=== Supplied material ===
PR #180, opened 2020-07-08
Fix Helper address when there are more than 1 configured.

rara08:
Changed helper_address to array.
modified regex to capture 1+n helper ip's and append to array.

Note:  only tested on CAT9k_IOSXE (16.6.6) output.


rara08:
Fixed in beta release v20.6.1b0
===
=== Supplied material ===
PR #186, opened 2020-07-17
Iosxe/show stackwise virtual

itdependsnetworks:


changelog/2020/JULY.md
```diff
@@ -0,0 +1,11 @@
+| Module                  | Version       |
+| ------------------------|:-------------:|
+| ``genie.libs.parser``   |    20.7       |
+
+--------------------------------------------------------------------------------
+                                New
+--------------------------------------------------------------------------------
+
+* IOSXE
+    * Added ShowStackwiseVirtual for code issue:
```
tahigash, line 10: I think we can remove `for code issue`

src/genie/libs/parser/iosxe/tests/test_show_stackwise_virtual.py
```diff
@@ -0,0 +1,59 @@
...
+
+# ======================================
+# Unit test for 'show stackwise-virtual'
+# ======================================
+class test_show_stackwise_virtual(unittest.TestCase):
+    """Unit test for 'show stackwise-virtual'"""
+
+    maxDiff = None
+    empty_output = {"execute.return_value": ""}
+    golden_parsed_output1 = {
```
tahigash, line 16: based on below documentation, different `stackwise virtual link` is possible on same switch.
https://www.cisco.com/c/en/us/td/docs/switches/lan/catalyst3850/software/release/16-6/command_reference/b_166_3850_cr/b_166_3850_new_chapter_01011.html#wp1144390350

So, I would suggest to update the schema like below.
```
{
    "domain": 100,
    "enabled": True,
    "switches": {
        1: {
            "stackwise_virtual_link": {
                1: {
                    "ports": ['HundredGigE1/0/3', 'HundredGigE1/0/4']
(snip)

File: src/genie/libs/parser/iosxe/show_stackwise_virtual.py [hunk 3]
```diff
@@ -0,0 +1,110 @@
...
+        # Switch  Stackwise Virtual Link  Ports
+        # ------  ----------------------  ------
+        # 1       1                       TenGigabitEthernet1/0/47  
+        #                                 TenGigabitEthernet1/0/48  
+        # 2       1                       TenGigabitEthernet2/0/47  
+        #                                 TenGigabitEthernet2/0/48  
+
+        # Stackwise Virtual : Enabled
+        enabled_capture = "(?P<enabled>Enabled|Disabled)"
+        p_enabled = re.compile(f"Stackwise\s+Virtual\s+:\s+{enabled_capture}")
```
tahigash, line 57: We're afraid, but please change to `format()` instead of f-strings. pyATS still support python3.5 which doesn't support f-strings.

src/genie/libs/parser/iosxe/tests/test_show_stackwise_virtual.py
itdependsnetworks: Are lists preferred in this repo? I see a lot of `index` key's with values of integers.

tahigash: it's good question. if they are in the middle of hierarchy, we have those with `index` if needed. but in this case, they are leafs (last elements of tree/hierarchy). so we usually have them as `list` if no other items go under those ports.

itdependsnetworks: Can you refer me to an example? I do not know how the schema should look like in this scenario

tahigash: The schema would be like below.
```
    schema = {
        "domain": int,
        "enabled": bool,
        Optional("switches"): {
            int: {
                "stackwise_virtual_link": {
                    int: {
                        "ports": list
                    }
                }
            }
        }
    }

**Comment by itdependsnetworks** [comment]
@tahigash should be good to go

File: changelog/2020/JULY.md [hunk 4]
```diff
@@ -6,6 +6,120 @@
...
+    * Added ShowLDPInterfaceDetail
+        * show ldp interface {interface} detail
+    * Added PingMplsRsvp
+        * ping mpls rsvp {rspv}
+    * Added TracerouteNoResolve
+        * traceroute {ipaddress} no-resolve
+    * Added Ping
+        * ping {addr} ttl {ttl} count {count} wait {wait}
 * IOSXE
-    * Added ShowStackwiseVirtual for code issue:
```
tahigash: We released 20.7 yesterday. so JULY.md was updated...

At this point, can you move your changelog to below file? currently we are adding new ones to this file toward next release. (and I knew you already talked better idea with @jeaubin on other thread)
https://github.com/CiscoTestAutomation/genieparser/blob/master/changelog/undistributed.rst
===
### Exercise brief
Retype exactly, and only, the lines above from the one where "Virtual : Enabled" occurs up to and including the one where "tahigash: We released" occurs.

### Output below
+        # Stackwise Virtual : Enabled
+        enabled_capture = "(?P<enabled>Enabled|Disabled)"
+        p_enabled = re.compile(f"Stackwise\s+Virtual\s+:\s+{enabled_capture}")
```
tahigash, line 57: We're afraid, but please change to `format()` instead of f-strings. pyATS still support python3.5 which doesn't support f-strings.

src/genie/libs/parser/iosxe/tests/test_show_stackwise_virtual.py
itdependsnetworks: Are lists preferred in this repo? I see a lot of `index` key's with values of integers.

tahigash: it's good question. if they are in the middle of hierarchy, we have those with `index` if needed. but in this case, they are leafs (last elements of tree/hierarchy). so we usually have them as `list` if no other items go under those ports.

itdependsnetworks: Can you refer me to an example? I do not know how the schema should look like in this scenario

tahigash: The schema would be like below.
```
    schema = {
        "domain": int,
        "enabled": bool,
        Optional("switches"): {
            int: {
                "stackwise_virtual_link": {
                    int: {
                        "ports": list
                    }
                }
            }
        }
    }

**Comment by itdependsnetworks** [comment]
@tahigash should be good to go

File: changelog/2020/JULY.md [hunk 4]
```diff
@@ -6,6 +6,120 @@
...
+    * Added ShowLDPInterfaceDetail
+        * show ldp interface {interface} detail
+    * Added PingMplsRsvp
+        * ping mpls rsvp {rspv}
+    * Added TracerouteNoResolve
+        * traceroute {ipaddress} no-resolve
+    * Added Ping
+        * ping {addr} ttl {ttl} count {count} wait {wait}
 * IOSXE
-    * Added ShowStackwiseVirtual for code issue:
```
tahigash: We released 20.7 yesterday. so JULY.md was updated...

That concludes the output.